Why did they do this?
The reason is, many image processing applications require
working on parts of images.
Then, with regular slicing, if we were to pull out parts
and modify them, we'd have to write them back in.
Slicing makes it convenient to write directly into parts of images.

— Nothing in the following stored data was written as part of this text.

PR #7293, opened 2021-12-16
Avoid NPE when the websocket session is not created

azurvii:

PR #7294, opened 2021-12-16
Fix possible NPE from WebSocketAdapter

lachlan-roberts:
originally from PR #7293 by @azurvii 

Fixes potential NPE from `WebSocketAdapter` if used before `onWebSocketConnect()` is called.

### DIFF
--- a/jetty-websocket/websocket-jetty-api/src/main/java/org/eclipse/jetty/websocket/api/WebSocketAdapter.java
+++ b/jetty-websocket/websocket-jetty-api/src/main/java/org/eclipse/jetty/websocket/api/WebSocketAdapter.java
@@ -21,10 +21,11 @@ package org.eclipse.jetty.websocket.api;
 public class WebSocketAdapter implements WebSocketListener
 {
     private volatile Session session;
+    private RemoteEndpoint remote;
 
     public RemoteEndpoint getRemote()
     {
-        return session.getRemote();
+        return remote;
     }
 
     public Session getSession()
@@ -34,7 +35,8 @@ public class WebSocketAdapter implements WebSocketListener
 
     public boolean isConnected()
     {
-        return session.isOpen();
+        Session sess = this.session;
+        return (sess != null) && (sess.isOpen());
     }
 
     public boolean isNotConnected()
@@ -58,6 +60,7 @@ public class WebSocketAdapter implements WebSocketListener
     public void onWebSocketConnect(Session sess)
     {
         this.session = sess;
+        this.remote = sess.getRemote();
     }
 
     @Override


joakime (approved):

joakime:
Do you want this in the 10.0.8 release?

jetty-websocket/websocket-jetty-api/src/main/java/org/eclipse/jetty/websocket/api/WebSocketAdapter.java
```diff
@@ -21,10 +21,11 @@
 public class WebSocketAdapter implements WebSocketListener
 {
     private volatile Session session;
+    private RemoteEndpoint remote;
 
     public RemoteEndpoint getRemote()
     {
-        return session.getRemote();
+        return remote;
```
azurvii, line 28: IMO `return session == null ? null : session.getRemote();` might be better. This is minor, but could save the `remote` field. And I think the readability is not affected too much either way.

jetty-websocket/websocket-jetty-api/src/main/java/org/eclipse/jetty/websocket/api/WebSocketAdapter.java
```diff
@@ -34,7 +35,8 @@ public Session getSession()
 
     public boolean isConnected()
     {
-        return session.isOpen();
+        Session sess = this.session;
+        return (sess != null) && (sess.isOpen());
```
azurvii, line 39: I think just `return session != null && session.isOpen();` should be more readable. Creating `sess` here seems redundant.

jetty-websocket/websocket-jetty-api/src/main/java/org/eclipse/jetty/websocket/api/WebSocketAdapter.java
joakime: It would be more surprising for `getRemote()` to suddenly start returning `null` after it was non-null.

Let the usage of `Remote` trigger the exceptions indicating that you no longer have a valid connection/session/whatnot.

jetty-websocket/websocket-jetty-api/src/main/java/org/eclipse/jetty/websocket/api/WebSocketAdapter.java
joakime: This is standard multi threading coding practice.
The value of `this.session` can actually change between the 2 evaluations (non-null check and isopen).
It could go from non-null to null between the two checks.

azurvii: Ah, I see. Thanks.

Slicing is a big sub-topic so we'll just point out a few useful things
to remember via an example:
# Color image:
A = np.array(
[ [ [255,0,0], [200,0,0], [150,0,0], [50,0,0] ],
[ [255,50,0], [200,100,0], [150,150,0], [50,200,0] ],
[ [255,50,50], [200,100,100], [150,150,150], [50,200,200] ],
[ [0,50,50], [0,100,100], [0,150,150], [0,200,200] ],
[ [0,0,50], [0,0,100], [0,0,150], [0,0,200] ]
])
B = A[4:5,:,: ] # The last row
print(B)
C = A[:,1:2,:] # The second column
print(C)
D = A[:3,:2,:] # The pixels in rows 0-2 and cols 0-1
print(D)
Note:
A different slice can be specified for each dimension of
a multidimensional array.
When neither end of a slicing range is specified, that implies
all the elements, as in:
B = A[4:5, :,: ] # The last row
Here, the stand-alone colons imply the whole range for the
2nd and 3rd array index positions.
It is possible to specify just one limit as in:
D = A[:3, :2,:] # The pixels in rows 0-2 and cols 0-1 <
In the first (row) case, we're saying "all rows from the start up to
row 2".
Let's apply slicing to creating a cropped image:
from drawtool import DrawTool
import numpy as np
dt = DrawTool()
dt.set_XY_range(0,10, 0,10)
dt.set_aspect('equal')
pixels = dt.read_imagefile('washdc.jpg')
# Crop from row 50 to 179, and column 50 to 199
pixels2 = pixels[50:180, 50:200]
dt.set_axes_off()
dt.draw_image(pixels2)
dt.display()
0.24 Exercise:
In
my_slicing_example2.py
change the cropping so that the Washington Monument shows up
centered in your cropped image, with little else around it.
Include your cropped image in your module pdf.